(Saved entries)
- - - - - - -

PR #143, opened 2024-07-02
feat: parse generate property in sdf

letFunny:

-----

### DIFF
--- a/internal/setup/setup.go
+++ b/internal/setup/setup.go
@@ -168,7 +168,6 @@ func (r *Release) validate() error {
 		for _, new := range pkg.Slices {
 			keys = append(keys, SliceKey{pkg.Name, new.Name})
 			for newPath, newInfo := range new.Contents {
-				// Check if the same path is listed twice.
 				if old, ok := paths[newPath]; ok {
 					oldInfo := old.Contents[newPath]
 					if !newInfo.SameContent(&oldInfo) || (newInfo.Kind == CopyPath || newInfo.Kind == GlobPath) && new.Package != old.Package {
@@ -177,8 +176,11 @@ func (r *Release) validate() error {
 						}
 						return fmt.Errorf("slices %s and %s conflict on %s", old, new, newPath)
 					}
+					// Note: We do not have to record newPath because conflict
+					// is a transitive relation.
 					continue
 				}
+
 				// Check for glob and generate conflicts.
 				for oldPath, old := range paths {
 					oldInfo := old.Contents[oldPath]
@@ -201,6 +203,7 @@ func (r *Release) validate() error {
 						return fmt.Errorf("slices %s and %s conflict on %s and %s", old, new, oldPath, newPath)
 					}
 				}
+
 				paths[newPath] = new
 			}
 		}
--- a/internal/setup/setup.go
+++ b/internal/setup/setup.go
@@ -81,10 +81,6 @@ const (
 type GenerateKind string
 
 const (
-	// There are only two possible values of "generate" as of now:
-	//   "" (empty)
-	//   "manifest"
-	// Empty value signifies that the path is not a GeneratePath.
 	GenerateNone     GenerateKind = ""
 	GenerateManifest GenerateKind = "manifest"
 )
--- a/internal/setup/setup.go
+++ b/internal/setup/setup.go
@@ -640,7 +640,7 @@ func parsePackage(baseDir, pkgName, pkgPath string, data []byte) (*Package, erro
 						pkgName, sliceName, contPath)
 				}
 				if _, err := validateGeneratePath(contPath); err != nil {
-					return nil, fmt.Errorf("slice %s_%s has %s", pkgName, sliceName, err)
+					return nil, fmt.Errorf("slice %s_%s has invalid generate path: %s", pkgName, sliceName, err)
 				}
 				kinds = append(kinds, GeneratePath)
 			} else if strings.ContainsAny(contPath, "*?") {
@@ -726,13 +726,7 @@ func parsePackage(baseDir, pkgName, pkgPath string, data []byte) (*Package, erro
 //
 // Wildcard characters can only appear at the end as **, and the path before
 // those wildcards must be a directory.
-func validateGeneratePath(path string) (dir string, err error) {
-	defer func() {
-		if err != nil {
-			err = fmt.Errorf("invalid generate path: %s", err)
-		}
-	}()
-
+func validateGeneratePath(path string) (string, error) {
 	if !strings.HasSuffix(path, "/**") {
 		return "", fmt.Errorf("%s does not end with /**", path)
 	}
--- a/internal/setup/setup.go
+++ b/internal/setup/setup.go
@@ -60,15 +60,11 @@ type SliceScripts struct {
 type PathKind string
 
 const (
-	DirPath     PathKind = "dir"
-	CopyPath    PathKind = "copy"
-	GlobPath    PathKind = "glob"
-	TextPath    PathKind = "text"
-	SymlinkPath PathKind = "symlink"
-	// GeneratePath is a special kind of glob path with the following format:
-	//   /slashed/path/to/dir/**
-	// Wildcard characters can only appear at the end as **, and the path before
-	// those wildcards must be a directory.
+	DirPath      PathKind = "dir"
+	CopyPath     PathKind = "copy"
+	GlobPath     PathKind = "glob"
+	TextPath     PathKind = "text"
+	SymlinkPath  PathKind = "symlink"
 	GeneratePath PathKind = "generate"
 
 	// TODO Maybe in the future, for binary support.
@@ -704,6 +700,11 @@ func parsePackage(baseDir, pkgName, pkgPath string, data []byte) (*Package, erro
 	return &pkg, err
 }
 
+// GetGeneratePath validates that the path follows the following format:
+//   - /slashed/path/to/dir/**
+//
+// Wildcard characters can only appear at the end as **, and the path before
+// those wildcards must be a directory.
 func GetGeneratePath(path string) (dir string, err error) {
 	defer func() {
 		if err != nil {
--- a/internal/setup/setup.go
+++ b/internal/setup/setup.go
@@ -164,6 +164,7 @@ func (r *Release) validate() error {
 	// with make:true) will always conflict with extracted content, because we
 	// cannot validate that they are the same without downloading the package.
 	paths := make(map[string]*Slice)
+	conflictable := make(map[string]*Slice)
 	for _, pkg := range r.Packages {
 		for _, new := range pkg.Slices {
 			keys = append(keys, SliceKey{pkg.Name, new.Name})
@@ -176,35 +177,40 @@ func (r *Release) validate() error {
 						}
 						return fmt.Errorf("slices %s and %s conflict on %s", old, new, newPath)
 					}
-					// Note: We do not have to record newPath because conflict
-					// is a transitive relation.
+					// Note: Because for conflict resolution we only check that
+					// the created file would be the same and we know newInfo and
+					// oldInfo produce the same one, we do not have to record
+					// newInfo.
+				} else {
+					paths[newPath] = new
+					if newInfo.Kind == GeneratePath || newInfo.Kind == GlobPath {
+						conflictable[newPath] = new
+					}
+				}
+			}
+		}
+	}
+
+	// Check for glob and generate conflicts.
+	for oldPath, old := range conflictable {
+		oldInfo := old.Contents[oldPath]
+		for newPath, new := range paths {
+			newInfo := new.Contents[newPath]
+			if oldPath == newPath {
+				continue
+			}
+			if oldInfo.Kind == GlobPath && (newInfo.Kind == GlobPath || newInfo.Kind == CopyPath) {
+				if new.Package == old.Package {
 					continue
 				}
-
-				// Check for glob and generate conflicts.
-				for oldPath, old := range paths {
-					oldInfo := old.Contents[oldPath]
-					if !(newInfo.Kind == GlobPath || newInfo.Kind == GeneratePath ||
-						oldInfo.Kind == GlobPath || oldInfo.Kind == GeneratePath) {
-						continue
-					}
-					if (newInfo.Kind == GlobPath || newInfo.Kind == CopyPath) &&
-						(oldInfo.Kind == GlobPath || oldInfo.Kind == CopyPath) {
-						if new.Package == old.Package {
-							continue
-						}
-					}
-					if strdist.GlobPath(newPath, oldPath) {
-						if (old.Package > new.Package) || (old.Package == new.Package && old.Name > new.Name) ||
-							(old.Package == new.Package && old.Name == new.Name && oldPath > newPath) {
-							old, new = new, old
-							oldPath, newPath = newPath, oldPath
-						}
-						return fmt.Errorf("slices %s and %s conflict on %s and %s", old, new, oldPath, newPath)
-					}
+			}
+			if strdist.GlobPath(newPath, oldPath) {
+				if (old.Package > new.Package) || (old.Package == new.Package && old.Name > new.Name) ||
+					(old.Package == new.Package && old.Name == new.Name && oldPath > newPath) {
+					old, new = new, old
+					oldPath, newPath = newPath, oldPath
 				}
-
-				paths[newPath] = new
+				return fmt.Errorf("slices %s and %s conflict on %s and %s", old, new, oldPath, newPath)
 			}
 		}
 	}
--- a/internal/setup/setup.go
+++ b/internal/setup/setup.go
@@ -154,19 +154,26 @@ func ReadRelease(dir string) (*Release, error) {
 
 func (r *Release) validate() error {
 	keys := []SliceKey(nil)
-	paths := make(map[string]*Slice)
-	// globs contains all glob paths including GeneratePath(s).
-	globs := make(map[string]*Slice)
+
+	type pathSlice struct {
+		path  string
+		slice *Slice
+	}
+	allPaths := make(map[string]*Slice)
+	// extracted contains all the paths that are to be extracted from the package.
+	var extracted []pathSlice
+	// generated contains all the paths of kind GeneratePath.
+	var generated []pathSlice
+	// rest contains the paths which are not in extracted or generated.
+	var rest []pathSlice
 
 	// Check for info conflicts and prepare for following checks.
 	for _, pkg := range r.Packages {
 		for _, new := range pkg.Slices {
 			keys = append(keys, SliceKey{pkg.Name, new.Name})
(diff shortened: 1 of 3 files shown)


cjdcordeiro (changes requested):
Thanks for this! Don't forget to update https://github.com/canonical/chisel?tab=readme-ov-file#path-kinds

internal/setup/setup.go
```diff
@@ -176,7 +200,13 @@ func (r *Release) validate() error {
...
 	for newPath, new := range globs {
 		for oldPath, old := range paths {
-			if new.Package == old.Package {
+			// Same entry, no conflict.
+			if new == old && newPath == oldPath {
+				continue
+			}
+			// Content extracted (not generated) from the same package can never
+			// be in conflict.
+			if new.Package == old.Package && new.Contents[newPath].Kind == GlobPath && old.Contents[oldPath].Kind != GeneratePath {
```
niemeyer, line 209: This check doesn't seem sound. Why would we allow different slices to produce or refer to conflicting content inside the same directory?  The rule should be much more strict: if it's an overlaping generate path, either it's exactly the same or it's a conflict, because the actual generated content is undefined at this stage. This is unlike the normal logic for globs which are picking the same content from the same package.

internal/setup/setup.go
```diff
@@ -151,14 +173,16 @@ func (r *Release) validate() error {
...
+					// from the same package the content can never be in conflict.
 					if !newInfo.SameContent(&oldInfo) || (newInfo.Kind == CopyPath || newInfo.Kind == GlobPath) && new.Package != old.Package {
 						if old.Package > new.Package || old.Package == new.Package && old.Name > new.Name {
 							old, new = new, old
 						}
 						return fmt.Errorf("slices %s and %s conflict on %s", old, new, newPath)
 					}
 				} else {
-					if newInfo.Kind == GlobPath {
+					if newInfo.Kind == GlobPath || newInfo.Kind == GeneratePath {
```
niemeyer, line 185: Related to earlier comment.

internal/setup/setup.go
```diff
@@ -583,7 +614,19 @@ func parsePackage(baseDir, pkgName, pkgPath string, data []byte) (*Package, erro
...
+			var generate GenerateKind
+			if yamlPath != nil && yamlPath.Generate != "" {
+				zeroPathGenerate := zeroPath
+				zeroPathGenerate.Generate = yamlPath.Generate
+				if !yamlPath.SameContent(&zeroPathGenerate) || yamlPath.Until != UntilNone {
+					return nil, fmt.Errorf("slice %s_%s path %s has invalid generate options",
+						pkgName, sliceName, contPath)
+				}
+				if _, err := GetGeneratePath(contPath); err != nil {
+					return nil, fmt.Errorf("slice %s_%s has %s", pkgName, sliceName, err)
```
niemeyer, line 626: This error message will be bogus depending on the error returned by the function.  That's why we typically don't embed an unknown error as part of a sentence.

internal/setup/setup.go
```diff
@@ -659,6 +704,23 @@ func parsePackage(baseDir, pkgName, pkgPath string, data []byte) (*Package, erro
 	return &pkg, err
 }
 
+func GetGeneratePath(path string) (dir string, err error) {
```
niemeyer, line 707: This should just be `validateGeneratePath` or similar, and it should be private as its purpose is both trivial and unclear... and untested!

internal/setup/setup.go
```diff
@@ -691,9 +753,17 @@ func Select(release *Release, slices []SliceKey) (*Selection, error) {
 					}
 					return nil, fmt.Errorf("slices %s and %s conflict on %s", old, new, newPath)
 				}
-				continue
+			} else {
+				paths[newPath] = new
+			}
+			// An invalid "generate" value should only throw an error if that
+			// particular slice is selected. Hence, the check is here.
```
niemeyer, line 760: Seems okay for now, but it's a bit unclear what the final place should be, due to the potential automatic manifest inclusion which could make this be better placed elsewhere.

niemeyer (changes requested):
Thanks, Alberto.

Here is a first pass.

internal/setup/setup.go
```diff
@@ -65,6 +65,11 @@ const (
 	GlobPath    PathKind = "glob"
 	TextPath    PathKind = "text"
 	SymlinkPath PathKind = "symlink"
+	// GeneratePath is a special kind of glob path with the following format:
+	//   /slashed/path/to/dir/**
+	// Wildcard characters can only appear at the end as **, and the path before
+	// those wildcards must be a directory.
+	GeneratePath PathKind = "generate"
```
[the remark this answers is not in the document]
letFunny: I have moved the documentation to the `GetGeneratePath` function, I think it makes more sense to define the path format there.

internal/setup/setup.go
```diff
@@ -77,14 +82,29 @@ const (
 	UntilMutate PathUntil = "mutate"
 )
 
+type GenerateKind string
+
+const (
+	// There are only two possible values of "generate" as of now:
+	//   "" (empty)
+	//   "manifest"
+	// Empty value signifies that the path is not a GeneratePath.
```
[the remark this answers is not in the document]
letFunny: Agree, in this case it doesn't add anything.

internal/setup/setup.go
```diff
@@ -77,14 +82,29 @@ const (
...
+	GenerateNone     GenerateKind = ""
+	GenerateManifest GenerateKind = "manifest"
+)
+
 type PathInfo struct {
+	// Disable ==.
+	_ [0]func()
```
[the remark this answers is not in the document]
letFunny: I wanted to make it more explicit that it was not comparable and that you had to use `SameContent` to prevent someone changing the type of `PathInfo.Arch` in the future and suddenly the struct is comparable. Maybe we need a better comment `Disable ==, PathInfo.SameContent should be used to compare this struct`, thoughts?

internal/setup/setup.go
```diff
@@ -151,14 +173,16 @@ func (r *Release) validate() error {
 			for newPath, newInfo := range new.Contents {
 				if old, ok := paths[newPath]; ok {
 					oldInfo := old.Contents[newPath]
+					// Note that if extracting content (CopyPath or GlobPath)
+					// from the same package the content can never be in conflict.
```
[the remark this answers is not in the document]
letFunny: In the other instances that you flagged in this PR I agree completely that the comments were redundant, however I think we need some comments in this case. The problem is that I tried to write something short here so it is halfway between a good comment and a description of the code.

The code comparing globs and content is difficult to understand if you don't remember the premise that we are checking for conflicts without downloading packages, and we can only be sure that the content matches if it is coming from the same one because of that precise reason. I think it will benefit readability if we included a general comment that does not talk about the code but about what "validation" means. What about the following?
```go
// A conflict means that two slices attempt to extract different files or
// directories to the same location.
// Conflict validation is done without downloading packages which means, that
// if we are extracting content from different packages to the same location we
// cannot be sure that it will be the same. On the contrary, content extracted
// from the same package will never conflict because it is guaranteed to be the
// same.
// The above also means that generated content (e.g. text files, directories
// with make:true) will always conflict with extracted content, because we
// cannot validate that they are the same without downloading the package.
```
Thoughts? Is it too verbose?

internal/setup/setup.go
```diff
@@ -142,6 +163,7 @@ func ReadRelease(dir string) (*Release, error) {
 func (r *Release) validate() error {
 	keys := []SliceKey(nil)
 	paths := make(map[string]*Slice)
+	// globs contains all glob paths including GeneratePath(s).
```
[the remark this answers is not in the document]
letFunny: I am going to use this comment to discuss all the changes to the conflict validation. What I wanted to do in this PR is to make minimal changes to the validation algorithm to keep it self contained. I was planning to do the overhaul for the bugfix that we have planned about generated and extracted content conflicting in the same package (see https://github.com/canonical/chisel/blob/main/internal/setup/setup_test.go#L1312).

I have decided instead to change the code significantly more to make it much simpler. That solves the bug and, at the same time, makes it much easier to incorporate the logic for `{generate: }`. Please tell me what you think https://github.com/canonical/chisel/pull/143/commits/131472bfc2674f4046faae233fbac191a972f7b6.

internal/setup/setup.go
letFunny: Let's discuss it in https://github.com/canonical/chisel/pull/143#discussion_r1671911925.

internal/setup/setup.go
letFunny: Let's discuss it in https://github.com/canonical/chisel/pull/143#discussion_r1671911925.

internal/setup/setup.go
letFunny: Agree, this was a byproduct of splitting the PR because this function was used from another module but that is no longer the case.

Done in https://github.com/canonical/chisel/pull/143/commits/b8f91bfb79bb77fea0c42f3e83f7aed56c33785e.

internal/setup/setup.go
letFunny: Changed in https://github.com/canonical/chisel/pull/143/commits/426ca94d0431f70699d92b2700bff537014d8cf5 to create a self-contained error message.

internal/setup/setup.go
```diff
@@ -173,20 +207,41 @@ func (r *Release) validate() error {
...
+				old, new = new, old
+			}
+			return fmt.Errorf("slices %s and %s conflict on %s and %s", old.slice, new.slice, old.path, new.path)
+		}
+		return nil
+	}
+	for _, new := range globs {
+		// TODO replace with slices.Concat once we upgrade to go 1.22.
+		for _, old := range append(globs, copies...) {
+			if new.slice.Package == old.slice.Package {
```
rebornplusplus, line 222: Let's probably add a comment here saying that we do not care for conflicts between globs and copy-paths within the same package.

letFunny: See https://github.com/canonical/chisel/pull/143#discussion_r1666987367, let's keep the discussion about adding comments like that there.

internal/setup/setup.go
```diff
@@ -141,15 +154,29 @@ func ReadRelease(dir string) (*Release, error) {
...
+	type pathSlice struct {
+		path  string
+		slice *Slice
+	}
+	allPaths := make(map[string]*Slice)
+	// globs contains all the paths that are to be extract from the package
+	// using globs.
+	var globs []pathSlice
+	// copies contains all the paths that are to be copies from the package
+	// using copies.
```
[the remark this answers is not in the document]
letFunny: Agree, I like the second one, thanks!

internal/setup/setup.go
```diff
@@ -141,15 +154,29 @@ func ReadRelease(dir string) (*Release, error) {
...
 	keys := []SliceKey(nil)
-	paths := make(map[string]*Slice)
-	globs := make(map[string]*Slice)
+
+	type pathSlice struct {
+		path  string
+		slice *Slice
+	}
+	allPaths := make(map[string]*Slice)
+	// globs contains all the paths that are to be extract from the package
```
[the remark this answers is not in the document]
letFunny: Thanks, done.

internal/setup/setup.go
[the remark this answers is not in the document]
letFunny: I have also changed the comments to simplify them more, now they are more uniform and concise.

internal/setup/setup.go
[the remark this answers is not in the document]
letFunny: Discussed offline that comment is valid because it talks about the reasoning and not about the code.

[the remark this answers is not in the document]
niemeyer: Yeah, the comment above looks nice, thanks.

internal/setup/setup.go
```diff
@@ -158,35 +193,63 @@ func (r *Release) validate() error {
...
 	}
-
-	// Check for glob conflicts.
-	for newPath, new := range globs {
-		for oldPath, old := range paths {
-			if new.Package == old.Package {
+	for _, new := range globs {
+		// TODO replace with slices.Concat once we upgrade to go 1.22.
+		for _, old := range append(globs, copies...) {
+			if new.slice.Package == old.slice.Package {
```
niemeyer, line 224: This change introduced a new type (pathSlice), a new closure (checkConflict), four new slices (rest, copies, generates, globs), copy & pastes the new checkConflict(old, new) logic three different times, duplicates a N^N loop, not to mention it re-appends a large slice to another large slice _every iteration of the loop._ Indeed does that to _three_ slices on the other case below.

This is not an improvement. This logic needs tuning and I can see that you understand why, but can we please go back to the original state and fix the problem there?

niemeyer (changes requested):
Thanks for the changes, Alberto. We need one more shot at the algorithm.

internal/setup/setup.go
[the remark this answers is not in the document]
letFunny: Changed in https://github.com/canonical/chisel/pull/143/commits/58531e9dccfef4f476e08647f2ebde51eed7979d.

internal/setup/setup.go
letFunny: Agree, it was very messy and did a lot of copying information around that we were essentially duplicating. I was struggling to find a way to organize it so that it is clear when reading the code, which was something that did not happen in the past, but now, between the new comments and the new logic, I think I am finally happy that it is good enough (it will never be perfect). Please look at the PR diff and tell me what you think, there is still room for performance improvements, that is for sure, but I don't think it is necessary now.

internal/setup/setup.go
```diff
@@ -157,12 +176,35 @@ func (r *Release) validate() error {
...
+					// is a transitive relation.
+					continue
+				}
+
+				// Check for glob and generate conflicts.
+				for oldPath, old := range paths {
+					oldInfo := old.Contents[oldPath]
+					if !(newInfo.Kind == GlobPath || newInfo.Kind == GeneratePath ||
+						oldInfo.Kind == GlobPath || oldInfo.Kind == GeneratePath) {
+						continue
```
niemeyer, line 189: The overall loop here was de-optimized, probably in an unnecessary way.

The for loops above are already executing: for every file (content), inside every slice, of every package. So already quite a relevant expansion.  Now the new code is also adding almost every one of those items to a list, and for every one inner iteration of the three earlier loops, it's looping over that whole list again. As a quick exercise, assume 10k items in the earlier loops, how many times are we executing the logic here?  How many times did we go through the exact same items before rejecting them? (hint: just for the first element of the list, 10k-1 times).

That's why the original code had a `globs` helper here. The cost was similar, but we were paying only for items that we knew had to be handled as globs. I think we still want something similar, but need different conditions for its use as you've spotted.

niemeyer (changes requested):
Thanks, Alberto. One more pass.

internal/setup/setup.go
letFunny: Discussed offline, even if GlobPath is the most expensive operation here the approach in the PR does not make sense. The code that was in the PR was going to do roughly `O(n^2)` loop iterations (combinatorial explosion) while the previous code was using `globs` to reduce that by the % of globs in the slice definitions. For example, given 24.04 from chisel-releases that has ~25% globs (as of today), the previous algorithm takes, in theory, 1/4 of the time of the new one. This is especially relevant for use-cases where the % is even lower, which is what we envision for the future of the releases. The only cost is one extra map which is pretty reasonable.

I have changed the code to "tweak" the previous algorithm while solving the bugs and adding the support for generate. I am only not sure about the naming of the new map, but that is a very minor thing.

internal/setup/setup.go
```diff
@@ -157,12 +176,35 @@ func (r *Release) validate() error {
 						}
 						return fmt.Errorf("slices %s and %s conflict on %s", old, new, newPath)
 					}
-				} else {
-					if newInfo.Kind == GlobPath {
-						globs[newPath] = new
+					// Note: We do not have to record newPath because conflict
+					// is a transitive relation.
```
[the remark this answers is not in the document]
letFunny: Discussed offline, the code and its assumptions were okay, the same ones we had on master basically. The problem was the comment which attempted to explain a nuanced relation in a very sort sentence. I have changed the comment to something that captures the intent with more precision because it is true that the conflict is NOT a transitive relation, it is more akin to "equivalence classes" of no-conflict where we partition by paths. However, that is again too complex so I have written the comment in the most straight-forward way I could think of.

internal/setup/setup.go
```diff
@@ -176,35 +177,40 @@ func (r *Release) validate() error {
...
-						}
-						return fmt.Errorf("slices %s and %s conflict on %s and %s", old, new, oldPath, newPath)
+					// Note: Because for conflict resolution we only check that
+					// the created file would be the same and we know newInfo and
+					// oldInfo produce the same one, we do not have to record
+					// newInfo.
+				} else {
+					paths[newPath] = new
+					if newInfo.Kind == GeneratePath || newInfo.Kind == GlobPath {
+						conflictable[newPath] = new
```
niemeyer, line 187: The term "globs" still feels more adequate here, even if we have GeneratePath on it.  The point of that code path is to run these through GlobPath. "conflictables" could be anything.

internal/setup/setup.go
```diff
@@ -176,35 +177,40 @@ func (r *Release) validate() error {
...
-						if (old.Package > new.Package) || (old.Package == new.Package && old.Name > new.Name) ||
-							(old.Package == new.Package && old.Name == new.Name && oldPath > newPath) {
-							old, new = new, old
-							oldPath, newPath = newPath, oldPath
-						}
-						return fmt.Errorf("slices %s and %s conflict on %s and %s", old, new, oldPath, newPath)
+					// Note: Because for conflict resolution we only check that
+					// the created file would be the same and we know newInfo and
+					// oldInfo produce the same one, we do not have to record
+					// newInfo.
```
niemeyer, line 183: Comment looks good now, thanks. :+1:

internal/setup/setup.go
```diff
@@ -176,35 +177,40 @@ func (r *Release) validate() error {
...
+			}
+		}
+	}
 
-				paths[newPath] = new
+	// Check for glob and generate conflicts.
+	for oldPath, old := range conflictable {
+		oldInfo := old.Contents[oldPath]
+		for newPath, new := range paths {
+			newInfo := new.Contents[newPath]
```
niemeyer, line 198: This line should be moved after the check branch below.

internal/setup/setup.go
```diff
@@ -176,35 +177,40 @@ func (r *Release) validate() error {
...
+			if oldPath == newPath {
```
niemeyer, line 199: Can we please have a comment here:
```
// Identical paths have been filtered earlier. This must be the exact same entry.
```

niemeyer (changes requested):
That looks great, thanks!  Only trivials now:

internal/setup/setup.go
letFunny: Agreed.

niemeyer (approved):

- - - - - - -

Work task: When the entries above show the word "byte" in a line, copy that line out.

Answer to the problem:
@@ -640,7 +640,7 @@ func parsePackage(baseDir, pkgName, pkgPath string, data []byte) (*Package, erro
@@ -726,13 +726,7 @@ func parsePackage(baseDir, pkgName, pkgPath string, data []byte) (*Package, erro
@@ -704,6 +700,11 @@ func parsePackage(baseDir, pkgName, pkgPath string, data []byte) (*Package, erro
@@ -583,7 +614,19 @@ func parsePackage(baseDir, pkgName, pkgPath string, data []byte) (*Package, erro
@@ -659,6 +704,23 @@ func parsePackage(baseDir, pkgName, pkgPath string, data []byte) (*Package, erro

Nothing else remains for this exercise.